Records supplied —
****************

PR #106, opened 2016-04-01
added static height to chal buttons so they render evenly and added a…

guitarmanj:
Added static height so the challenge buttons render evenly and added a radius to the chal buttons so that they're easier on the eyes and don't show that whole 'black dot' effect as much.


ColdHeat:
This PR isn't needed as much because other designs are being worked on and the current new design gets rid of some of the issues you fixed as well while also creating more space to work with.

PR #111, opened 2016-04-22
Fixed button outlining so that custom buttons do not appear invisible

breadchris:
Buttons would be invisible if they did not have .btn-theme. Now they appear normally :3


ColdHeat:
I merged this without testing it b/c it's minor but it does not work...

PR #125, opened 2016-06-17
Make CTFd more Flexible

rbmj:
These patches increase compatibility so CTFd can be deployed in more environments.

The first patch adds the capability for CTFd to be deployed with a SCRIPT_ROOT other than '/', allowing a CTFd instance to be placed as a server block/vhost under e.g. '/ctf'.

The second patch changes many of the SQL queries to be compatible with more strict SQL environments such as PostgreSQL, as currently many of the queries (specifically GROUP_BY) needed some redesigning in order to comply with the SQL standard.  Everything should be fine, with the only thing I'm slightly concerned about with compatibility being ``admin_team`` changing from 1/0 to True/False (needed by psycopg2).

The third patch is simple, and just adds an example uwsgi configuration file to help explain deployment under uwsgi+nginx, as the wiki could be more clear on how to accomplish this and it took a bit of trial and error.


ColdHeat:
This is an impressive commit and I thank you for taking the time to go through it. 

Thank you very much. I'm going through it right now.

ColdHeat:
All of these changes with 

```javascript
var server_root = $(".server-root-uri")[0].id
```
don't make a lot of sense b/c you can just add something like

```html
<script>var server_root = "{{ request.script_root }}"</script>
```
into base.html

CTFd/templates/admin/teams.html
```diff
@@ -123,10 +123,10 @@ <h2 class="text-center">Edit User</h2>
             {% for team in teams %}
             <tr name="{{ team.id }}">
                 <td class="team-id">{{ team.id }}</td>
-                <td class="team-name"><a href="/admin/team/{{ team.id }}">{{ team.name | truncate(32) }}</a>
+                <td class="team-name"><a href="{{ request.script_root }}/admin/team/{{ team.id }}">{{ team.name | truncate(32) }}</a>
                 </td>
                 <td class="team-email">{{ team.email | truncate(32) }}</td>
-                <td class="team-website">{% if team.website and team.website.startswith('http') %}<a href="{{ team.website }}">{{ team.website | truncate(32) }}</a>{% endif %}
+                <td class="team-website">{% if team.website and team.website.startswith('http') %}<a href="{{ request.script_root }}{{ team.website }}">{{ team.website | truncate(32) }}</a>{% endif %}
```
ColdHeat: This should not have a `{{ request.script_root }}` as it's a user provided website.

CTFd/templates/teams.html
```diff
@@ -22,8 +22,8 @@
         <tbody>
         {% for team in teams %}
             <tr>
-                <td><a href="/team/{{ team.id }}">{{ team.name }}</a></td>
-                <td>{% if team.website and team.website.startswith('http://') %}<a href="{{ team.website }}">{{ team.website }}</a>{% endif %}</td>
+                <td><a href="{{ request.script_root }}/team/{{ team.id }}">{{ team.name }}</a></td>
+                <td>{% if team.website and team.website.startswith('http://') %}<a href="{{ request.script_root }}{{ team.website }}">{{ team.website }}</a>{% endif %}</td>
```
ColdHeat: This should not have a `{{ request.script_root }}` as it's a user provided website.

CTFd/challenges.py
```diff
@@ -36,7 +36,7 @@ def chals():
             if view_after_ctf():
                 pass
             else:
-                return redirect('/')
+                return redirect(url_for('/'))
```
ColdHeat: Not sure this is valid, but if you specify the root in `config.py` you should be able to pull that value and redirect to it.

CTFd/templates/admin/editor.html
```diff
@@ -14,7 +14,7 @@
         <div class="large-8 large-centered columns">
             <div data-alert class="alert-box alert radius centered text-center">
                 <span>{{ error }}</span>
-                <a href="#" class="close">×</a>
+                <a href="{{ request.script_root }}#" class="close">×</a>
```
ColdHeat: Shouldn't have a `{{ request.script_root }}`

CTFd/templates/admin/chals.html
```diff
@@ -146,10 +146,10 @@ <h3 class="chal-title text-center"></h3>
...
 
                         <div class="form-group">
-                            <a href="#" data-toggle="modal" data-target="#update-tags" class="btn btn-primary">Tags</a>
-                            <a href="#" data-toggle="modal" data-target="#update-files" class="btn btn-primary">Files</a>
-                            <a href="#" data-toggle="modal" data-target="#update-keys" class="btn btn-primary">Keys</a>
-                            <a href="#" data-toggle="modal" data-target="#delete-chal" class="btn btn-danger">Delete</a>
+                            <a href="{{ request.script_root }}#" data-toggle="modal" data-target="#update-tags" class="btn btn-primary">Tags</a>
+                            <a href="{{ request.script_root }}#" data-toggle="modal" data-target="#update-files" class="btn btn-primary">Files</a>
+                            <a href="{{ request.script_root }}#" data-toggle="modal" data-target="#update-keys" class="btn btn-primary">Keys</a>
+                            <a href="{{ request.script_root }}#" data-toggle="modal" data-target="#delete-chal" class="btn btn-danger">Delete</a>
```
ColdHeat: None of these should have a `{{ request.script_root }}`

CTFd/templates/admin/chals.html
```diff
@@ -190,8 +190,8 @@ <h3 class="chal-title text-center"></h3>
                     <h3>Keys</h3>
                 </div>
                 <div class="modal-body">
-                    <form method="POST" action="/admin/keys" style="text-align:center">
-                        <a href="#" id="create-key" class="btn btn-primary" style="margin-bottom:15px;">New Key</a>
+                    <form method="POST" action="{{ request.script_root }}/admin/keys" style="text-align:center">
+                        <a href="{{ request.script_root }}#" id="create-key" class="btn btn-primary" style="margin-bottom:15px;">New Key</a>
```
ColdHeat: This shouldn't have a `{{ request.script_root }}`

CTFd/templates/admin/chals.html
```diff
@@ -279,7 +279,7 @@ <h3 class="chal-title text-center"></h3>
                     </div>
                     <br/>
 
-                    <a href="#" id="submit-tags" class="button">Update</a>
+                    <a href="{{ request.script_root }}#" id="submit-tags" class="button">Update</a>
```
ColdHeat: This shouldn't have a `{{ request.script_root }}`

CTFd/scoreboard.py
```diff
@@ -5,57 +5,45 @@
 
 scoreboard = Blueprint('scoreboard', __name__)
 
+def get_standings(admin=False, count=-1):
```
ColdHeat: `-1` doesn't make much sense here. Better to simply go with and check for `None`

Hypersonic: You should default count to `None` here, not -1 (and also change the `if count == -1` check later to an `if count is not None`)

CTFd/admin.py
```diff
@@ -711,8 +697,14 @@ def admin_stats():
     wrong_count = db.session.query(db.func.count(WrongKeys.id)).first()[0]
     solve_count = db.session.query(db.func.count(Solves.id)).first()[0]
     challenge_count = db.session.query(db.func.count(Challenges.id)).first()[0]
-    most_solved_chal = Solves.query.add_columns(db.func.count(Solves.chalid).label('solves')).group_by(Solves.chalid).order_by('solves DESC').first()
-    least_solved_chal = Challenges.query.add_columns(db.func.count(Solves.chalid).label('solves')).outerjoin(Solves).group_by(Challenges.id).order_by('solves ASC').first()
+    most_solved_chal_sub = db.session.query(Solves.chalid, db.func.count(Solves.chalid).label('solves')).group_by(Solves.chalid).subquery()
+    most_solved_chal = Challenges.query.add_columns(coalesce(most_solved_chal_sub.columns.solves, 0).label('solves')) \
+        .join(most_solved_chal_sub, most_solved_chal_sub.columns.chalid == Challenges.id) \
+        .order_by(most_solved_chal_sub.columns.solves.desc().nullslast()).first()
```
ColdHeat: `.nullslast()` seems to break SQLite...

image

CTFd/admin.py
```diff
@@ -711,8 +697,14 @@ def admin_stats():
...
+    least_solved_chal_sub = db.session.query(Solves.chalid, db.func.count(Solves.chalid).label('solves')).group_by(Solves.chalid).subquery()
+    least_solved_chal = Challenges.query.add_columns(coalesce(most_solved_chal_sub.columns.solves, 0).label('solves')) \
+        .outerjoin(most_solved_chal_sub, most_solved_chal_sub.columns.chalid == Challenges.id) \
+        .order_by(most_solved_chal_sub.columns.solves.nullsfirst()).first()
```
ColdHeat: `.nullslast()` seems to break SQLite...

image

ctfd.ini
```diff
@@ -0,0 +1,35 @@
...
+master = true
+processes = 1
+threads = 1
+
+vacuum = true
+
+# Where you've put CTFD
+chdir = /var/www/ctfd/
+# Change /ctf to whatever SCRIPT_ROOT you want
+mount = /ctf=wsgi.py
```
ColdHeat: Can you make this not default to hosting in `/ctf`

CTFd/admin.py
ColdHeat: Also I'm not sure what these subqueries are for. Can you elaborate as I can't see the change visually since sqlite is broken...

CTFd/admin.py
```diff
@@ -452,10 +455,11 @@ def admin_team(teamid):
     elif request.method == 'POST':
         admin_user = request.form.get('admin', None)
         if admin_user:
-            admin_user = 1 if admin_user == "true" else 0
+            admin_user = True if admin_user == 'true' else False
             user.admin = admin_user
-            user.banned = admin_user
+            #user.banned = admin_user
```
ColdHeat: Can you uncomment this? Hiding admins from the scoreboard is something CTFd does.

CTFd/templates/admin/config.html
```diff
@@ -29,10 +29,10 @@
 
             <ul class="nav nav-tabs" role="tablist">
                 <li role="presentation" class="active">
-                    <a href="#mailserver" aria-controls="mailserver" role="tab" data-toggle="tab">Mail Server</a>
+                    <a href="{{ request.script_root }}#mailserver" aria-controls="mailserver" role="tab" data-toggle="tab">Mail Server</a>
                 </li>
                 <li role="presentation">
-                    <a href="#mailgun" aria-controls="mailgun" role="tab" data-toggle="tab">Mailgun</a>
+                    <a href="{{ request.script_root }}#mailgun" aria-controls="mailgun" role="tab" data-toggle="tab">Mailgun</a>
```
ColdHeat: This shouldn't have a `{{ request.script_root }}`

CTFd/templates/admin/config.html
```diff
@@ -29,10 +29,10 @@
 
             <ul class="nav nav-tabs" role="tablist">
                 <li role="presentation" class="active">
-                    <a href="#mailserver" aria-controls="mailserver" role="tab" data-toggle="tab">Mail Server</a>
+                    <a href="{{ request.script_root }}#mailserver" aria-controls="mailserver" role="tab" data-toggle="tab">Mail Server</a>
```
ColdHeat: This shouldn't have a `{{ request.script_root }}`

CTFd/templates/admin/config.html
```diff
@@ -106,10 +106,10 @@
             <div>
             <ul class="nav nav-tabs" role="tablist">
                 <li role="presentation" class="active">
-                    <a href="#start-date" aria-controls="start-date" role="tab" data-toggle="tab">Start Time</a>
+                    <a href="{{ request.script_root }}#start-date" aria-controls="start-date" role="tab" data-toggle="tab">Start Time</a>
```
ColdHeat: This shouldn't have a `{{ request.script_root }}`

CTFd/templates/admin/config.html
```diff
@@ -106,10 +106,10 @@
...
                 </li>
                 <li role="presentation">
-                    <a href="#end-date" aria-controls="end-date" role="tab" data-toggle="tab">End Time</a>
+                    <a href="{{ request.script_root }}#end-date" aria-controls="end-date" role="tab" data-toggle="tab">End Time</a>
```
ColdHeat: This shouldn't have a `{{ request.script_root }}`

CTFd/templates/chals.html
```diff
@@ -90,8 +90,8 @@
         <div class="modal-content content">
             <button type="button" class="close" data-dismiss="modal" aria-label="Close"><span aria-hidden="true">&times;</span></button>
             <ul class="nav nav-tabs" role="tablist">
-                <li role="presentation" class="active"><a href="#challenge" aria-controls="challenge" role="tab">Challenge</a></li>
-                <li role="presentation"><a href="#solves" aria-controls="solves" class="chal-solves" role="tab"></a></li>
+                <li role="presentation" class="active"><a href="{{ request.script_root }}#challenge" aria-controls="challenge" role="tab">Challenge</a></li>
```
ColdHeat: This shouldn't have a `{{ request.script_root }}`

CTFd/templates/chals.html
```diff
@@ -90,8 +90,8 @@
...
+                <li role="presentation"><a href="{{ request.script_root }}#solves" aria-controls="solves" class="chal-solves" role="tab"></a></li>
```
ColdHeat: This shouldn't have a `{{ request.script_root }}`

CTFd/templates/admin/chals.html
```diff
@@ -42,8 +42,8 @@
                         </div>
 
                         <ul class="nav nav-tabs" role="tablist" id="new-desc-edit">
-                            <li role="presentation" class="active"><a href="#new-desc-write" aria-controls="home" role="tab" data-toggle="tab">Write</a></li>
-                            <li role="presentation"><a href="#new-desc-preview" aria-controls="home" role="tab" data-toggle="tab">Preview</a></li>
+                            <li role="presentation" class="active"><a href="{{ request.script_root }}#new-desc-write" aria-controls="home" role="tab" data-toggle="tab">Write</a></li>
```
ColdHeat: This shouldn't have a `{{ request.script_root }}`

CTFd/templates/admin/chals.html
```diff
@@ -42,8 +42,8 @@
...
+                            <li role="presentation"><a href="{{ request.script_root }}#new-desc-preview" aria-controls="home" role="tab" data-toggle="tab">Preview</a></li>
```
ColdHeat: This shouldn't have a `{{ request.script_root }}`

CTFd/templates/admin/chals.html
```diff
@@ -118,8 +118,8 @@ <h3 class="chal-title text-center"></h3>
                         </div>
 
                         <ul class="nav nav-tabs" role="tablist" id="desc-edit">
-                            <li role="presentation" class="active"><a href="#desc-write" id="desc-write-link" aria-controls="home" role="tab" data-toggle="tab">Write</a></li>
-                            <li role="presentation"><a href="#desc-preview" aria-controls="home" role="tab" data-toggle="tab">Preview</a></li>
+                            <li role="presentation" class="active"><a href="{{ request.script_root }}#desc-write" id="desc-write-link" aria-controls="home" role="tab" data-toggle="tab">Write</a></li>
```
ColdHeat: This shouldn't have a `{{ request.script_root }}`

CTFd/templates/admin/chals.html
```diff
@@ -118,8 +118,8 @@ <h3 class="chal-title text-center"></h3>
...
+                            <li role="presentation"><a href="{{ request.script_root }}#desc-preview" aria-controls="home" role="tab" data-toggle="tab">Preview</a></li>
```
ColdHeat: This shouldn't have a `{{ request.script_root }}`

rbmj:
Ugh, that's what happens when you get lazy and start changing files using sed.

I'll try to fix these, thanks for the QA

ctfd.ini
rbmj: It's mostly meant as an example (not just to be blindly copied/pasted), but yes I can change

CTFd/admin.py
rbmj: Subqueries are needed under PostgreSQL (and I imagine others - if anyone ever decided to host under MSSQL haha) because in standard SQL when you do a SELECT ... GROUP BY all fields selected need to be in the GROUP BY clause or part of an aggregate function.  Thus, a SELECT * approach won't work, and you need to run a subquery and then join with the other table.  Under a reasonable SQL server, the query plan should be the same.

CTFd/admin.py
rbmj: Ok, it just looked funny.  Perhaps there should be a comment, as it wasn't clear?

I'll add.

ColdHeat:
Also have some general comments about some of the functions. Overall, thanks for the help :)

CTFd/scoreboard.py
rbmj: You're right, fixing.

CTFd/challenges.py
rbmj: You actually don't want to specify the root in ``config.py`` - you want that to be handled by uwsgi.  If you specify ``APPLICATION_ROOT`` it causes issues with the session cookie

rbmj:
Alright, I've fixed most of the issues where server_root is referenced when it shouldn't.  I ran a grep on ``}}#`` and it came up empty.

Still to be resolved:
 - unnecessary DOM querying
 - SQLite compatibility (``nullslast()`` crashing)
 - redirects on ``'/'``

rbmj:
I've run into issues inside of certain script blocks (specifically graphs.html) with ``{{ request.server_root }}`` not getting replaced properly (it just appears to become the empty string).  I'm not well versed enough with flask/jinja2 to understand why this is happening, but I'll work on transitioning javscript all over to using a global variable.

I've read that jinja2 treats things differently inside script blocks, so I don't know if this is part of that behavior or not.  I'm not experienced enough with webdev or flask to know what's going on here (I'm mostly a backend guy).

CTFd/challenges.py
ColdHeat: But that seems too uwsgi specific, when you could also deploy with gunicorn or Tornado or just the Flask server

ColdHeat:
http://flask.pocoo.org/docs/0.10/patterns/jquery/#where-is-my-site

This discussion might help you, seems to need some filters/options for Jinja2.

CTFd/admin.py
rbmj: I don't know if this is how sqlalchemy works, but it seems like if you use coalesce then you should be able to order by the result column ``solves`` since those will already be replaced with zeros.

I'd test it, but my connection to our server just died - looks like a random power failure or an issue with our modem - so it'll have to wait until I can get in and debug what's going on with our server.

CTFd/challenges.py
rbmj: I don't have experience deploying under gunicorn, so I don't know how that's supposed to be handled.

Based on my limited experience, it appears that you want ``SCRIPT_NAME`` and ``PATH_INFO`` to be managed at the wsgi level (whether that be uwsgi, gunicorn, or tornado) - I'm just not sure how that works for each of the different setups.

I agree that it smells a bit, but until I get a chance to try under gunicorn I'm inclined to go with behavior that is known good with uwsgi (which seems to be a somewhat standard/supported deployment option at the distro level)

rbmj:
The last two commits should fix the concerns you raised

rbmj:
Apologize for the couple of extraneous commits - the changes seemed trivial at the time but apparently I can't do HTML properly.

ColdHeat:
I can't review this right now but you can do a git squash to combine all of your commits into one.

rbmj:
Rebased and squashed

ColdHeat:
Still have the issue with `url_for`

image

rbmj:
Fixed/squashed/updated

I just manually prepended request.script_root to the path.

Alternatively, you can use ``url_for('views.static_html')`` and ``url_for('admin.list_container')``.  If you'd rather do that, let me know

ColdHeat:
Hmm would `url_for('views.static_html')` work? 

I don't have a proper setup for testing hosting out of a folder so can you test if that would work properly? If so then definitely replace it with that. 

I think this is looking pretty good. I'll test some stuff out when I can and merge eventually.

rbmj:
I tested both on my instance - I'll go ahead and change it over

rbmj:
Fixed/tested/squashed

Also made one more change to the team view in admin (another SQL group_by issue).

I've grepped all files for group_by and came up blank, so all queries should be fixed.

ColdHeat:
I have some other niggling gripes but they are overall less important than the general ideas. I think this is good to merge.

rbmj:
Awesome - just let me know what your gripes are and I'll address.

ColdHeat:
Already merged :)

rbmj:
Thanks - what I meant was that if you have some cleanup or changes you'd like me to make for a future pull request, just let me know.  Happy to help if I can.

****************

Your assignment — From the line holding "I can't review" to the line holding "I don't have a", inclusive, restate each line above exactly as written.

Problem solution —
I can't review this right now but you can do a git squash to combine all of your commits into one.

rbmj:
Rebased and squashed

ColdHeat:
Still have the issue with `url_for`

image

rbmj:
Fixed/squashed/updated

I just manually prepended request.script_root to the path.

Alternatively, you can use ``url_for('views.static_html')`` and ``url_for('admin.list_container')``.  If you'd rather do that, let me know

ColdHeat:
Hmm would `url_for('views.static_html')` work? 

I don't have a proper setup for testing hosting out of a folder so can you test if that would work properly? If so then definitely replace it with that. 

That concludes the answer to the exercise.